Dr. Narjust Florez is the Associate Director of the Cancer Care Equity Program and a thoracic medical oncologist at the Dana-Farber Brigham Cancer Center. She completed her internal medicine residency in Rutgers New Jersey Medical School and fellowship at the Mayo Clinic in Rochester, Minnesota where she was the chief fellow from 2018-2019.

Dr. Florez's clinical interests include targeted therapy for lung cancer and the care of women with lung cancer, including their unique aspects of cancer survivorship. She is the principal investigator of the Sexual Health Assessment in Women with Lung Cancer (SHAWL) Study, the largest study to date evaluating sexual dysfunction in women with lung cancer.

Apart from her clinical interests in lung cancer, she is also a leading and productive researcher in cancer health disparities, gender and racial discrimination in medical education and medicine.

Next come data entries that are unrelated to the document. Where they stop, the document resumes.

PR #82, opened 2019-08-29
issue 78 message fetching

Kharchevskyi:
- added AppUrlHandler to handle app urls
- added common app error FCError
- replaced google api with user service. More testable. can be added new ways of authentication in future
- added DataManager to store app needed data. Can be refactored to use Keychain instead of UserDefaults for safety
- added app assemblies 
- refactored Imap service.


FlowCrypt/Common/Imap.swift
```diff
@@ -368,3 +314,19 @@ enum MailDestination {
         }
     }
 }
+
+
+enum FCError: Error {
```
tomholub: Why FC Error in IMAP file? I suggest somewhere more general, like original error file.

FlowCrypt/Core/DataManager.swift
```diff
@@ -0,0 +1,58 @@
+//
+//  DataManager.swift
```
tomholub: Please put all files in FlowCrypt/Core as before. 

Core folder should only contain code related to our JavaScript core library that we refuse across apps. Nothing else. 

You can use FlowCrypt/Common for the rest.

Kharchevskyi: Din't know about it. Will fix

tomholub:
There are also many test failures, please take a look @Kharchevskyi

tomholub:
Another issue - force cast / unwrap fail when starting the app

image

tomholub:
I have also fixed a fairly serious problem @Kharchevskyi where a nonsense string was being saved instead of pass phrase, causing problems. This was merged in a previous PR. You have to properly check that the app works after making changes.

image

She received many awards including the 2018 Resident of the Year Award by the National Hispanic Medical Association, the Mayo Brothers Distinguished Fellowship award and the 2020 Rising Star award by the LEAD national conference for women in hematology and oncology.

In addition, Dr. Florez founded the Florez Lab in 2019. The laboratory focuses on lung cancer, social justice issues in medicine and medical education. The laboratory long-term goals are to create a welcoming environment for medical trainees from historically underrepresented groups in medicine while improving the care of vulnerable populations. Members of the Florez Lab are agents of change.